I will accept that with some kind of assurance that his IP will be traced and he will not be allowed to re-register.

For me to be gone period and for him to be able to stay just as a non-mod is not a fair bet. He gets an advantage based on what - seniority? 

I won't take a back seat to a guy who from everything I have seen is a giant void of intellectualism.


----------



## reDREDD

*Re: WOULD RACHEL RILEY CONSIDER DATING AN ENTIRE FITBA THREAD? WOULD YOU RACHEL? #♥ra*

is brickhouse lance storm or something

as for joel, hes not racist. hes CHOCO ICE


----------



## Brickhouse

*Re: WOULD RACHEL RILEY CONSIDER DATING AN ENTIRE FITBA THREAD? WOULD YOU RACHEL? #♥ra*

He can accept my initial, more innocent proposal or he can go all in with what he proposed as long as he has the same stakes.

I'm not putting my membership in this forum on the line unless it is the exact same deal for him.


----------



## Joel

*Re: WOULD RACHEL RILEY CONSIDER DATING AN ENTIRE FITBA THREAD? WOULD YOU RACHEL? #♥ra*

You are the one who arrogantly approached me about this whole challenge shit. You are the one who has been pushing 'Arsenal are the greatest team in the world' shit in every member's face since the summer. What the fuck do you have to worry about? Are you scared that your beloved Arsenal won't get the job done. You laughed at Chelsea last night celebrating the Sunderland win. You said Arsenal have more quality earlier on. What are you afraid from?

Either accept the challenge I proposed since Arsenal are some immortal force or never ever post a message to me or about me again.

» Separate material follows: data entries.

PR #121, opened 2022-06-15
more optimizations

Bogdanp:
I'm opening this as a draft in case folks want to weigh in on the changes. I've still got a few changes I want to make over the next couple weeks so this isn't quite ready yet. This PR includes the commit from #120, but that can be merged independently so it doesn't block #119.

The PR may be easier to read if you read the commits independently. I forgot @samth also worked on removing `run-server` until I looked at the list of open PRs just now, but I took that a little further by also improving the server loop in a couple ways so I think this PR supersedes #106.

Tested against the `/plaintext` endpoint of [this app](https://github.com/Bogdanp/FrameworkBenchmarks/blob/87870c5c1d746e8c253fdd3bf03e18eec4dafc69/frameworks/Racket/racket/app.rkt). Master branch:

```
Requests      [total, rate, throughput]         30000, 1000.04, 1000.03
Duration      [total, attack, wait]             29.999s, 29.999s, 286.417µs
Latencies     [min, mean, 50, 90, 95, 99, max]  229.205µs, 318.265µs, 293.078µs, 367.174µs, 393.675µs, 606.119µs, 14.015ms
Bytes In      [total, mean]                     390000, 13.00
Bytes Out     [total, mean]                     0, 0.00
Success       [ratio]                           100.00%
Status Codes  [code:count]                      200:30000  
Error Set:
```

(note that this app uses its own [dispatcher](https://github.com/Bogdanp/FrameworkBenchmarks/blob/87870c5c1d746e8c253fdd3bf03e18eec4dafc69/frameworks/Racket/racket/app.rkt#L217-L218), not `dispatch/servlet`, which is why these numbers are better than the baseline numbers in commit 4506e7290b30d4387f6c63a0f8c95b97782fecab -- `dispatch/servlet` needs to do a lot of work that applications that don't use continuations don't benefit from)

This branch:

```
Requests      [total, rate, throughput]         30000, 1000.04, 1000.03
Duration      [total, attack, wait]             29.999s, 29.999s, 262.316µs
Latencies     [min, mean, 50, 90, 95, 99, max]  197.619µs, 253.639µs, 248.664µs, 280.93µs, 297.689µs, 344.797µs, 929.773µs
Bytes In      [total, mean]                     390000, 13.00
Bytes Out     [total, mean]                     0, 0.00
Success       [ratio]                           100.00%
Status Codes  [code:count]                      200:30000
Error Set:
```

For comparison, here's how Node 17 running express does on the same benchmark on my machine:

```
Requests      [total, rate, throughput]         30000, 1000.03, 1000.03
Duration      [total, attack, wait]             29.999s, 29.999s, 182.925µs
Latencies     [min, mean, 50, 90, 95, 99, max]  136.996µs, 190.037µs, 185.03µs, 208.014µs, 219.565µs, 303.124µs, 1.406ms
Bytes In      [total, mean]                     390000, 13.00
Bytes Out     [total, mean]                     0, 0.00
Success       [ratio]                           100.00%
Status Codes  [code:count]                      200:30000
Error Set:
```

If you do, I will take it as a personal insult and will be on every single post you make looking for the first attempt to ban you.

So either accept or shut the fuck up. It's up to you.


----------



## reDREDD

*Re: WOULD RACHEL RILEY CONSIDER DATING AN ENTIRE FITBA THREAD? WOULD YOU RACHEL? #♥ra*

brickhouse is just the result of the last 8 years of the wenger regime

its not his fault


----------



## Destiny

*Re: WOULD RACHEL RILEY CONSIDER DATING AN ENTIRE FITBA THREAD? WOULD YOU RACHEL? #♥ra*

Things are just getting interesting. Stop fighting boys, It's Liverpool's year (aka Luis Suarez).

:brodgers


----------



## Brickhouse

*Re: WOULD RACHEL RILEY CONSIDER DATING AN ENTIRE FITBA THREAD? WOULD YOU RACHEL? #♥ra*



Joel said:


> You are the one who arrogantly approached me about this whole challenge shit. You are the one who has been pushing 'Arsenal are the greatest team in the world' shit in every member's face since the summer. What the fuck do you have to worry about? Are you scared that your beloved Arsenal won't get the job done. You laughed at Chelsea last night celebrating the Sunderland win. You said Arsenal have more quality earlier on. What are you afraid from?
> 
> Either accept the challenge I proposed since Arsenal are some immortal force or never ever post a message to me or about me again. If you do, I will take it as a personal insult and will be on every single post you make looking for the first attempt to ban you.
> 
> So either accept or shut the fuck up. It's up to you.


An outright threat of mod abuse. Hooray!

Dig up the post where I said Arsenal were the greatest team in the world. You will not find it. You will actually find posts from me saying I think City is still the most likely champion this year, however. While you are diving for statements, be sure to check out the Aug. 29 section of the UEFA CL thread. If I come across as less than humble, that is the root of it. 

You clearly don't want any part of my challenge whereas I am only adjusting your challenge to make sure it is the same stakes. Mod vs. Sig/Avi for a summer is a fun bet. Mod vs. Membership is shite and you know it.


----------



## Brickhouse

*Re: WOULD RACHEL RILEY CONSIDER DATING AN ENTIRE FITBA THREAD? WOULD YOU RACHEL? #♥ra*

And of course, you didn't have to accept my bet. No need to get so chesty about it and counter-offer a blatantly unfair proposition if that is what you think it will take to save face.


----------



## Joel

*Re: WOULD RACHEL RILEY CONSIDER DATING AN ENTIRE FITBA THREAD? WOULD YOU RACHEL? #♥ra*

Ok. So we're going down that route then. Cool. Not gonna abuse my power, Brickhouse. I could have banned you for calling me a moron earlier, but I let that slide. I'm just waiting now. Enjoy the forum as much as possible, cause you never know when it'll be taken away from you (Y)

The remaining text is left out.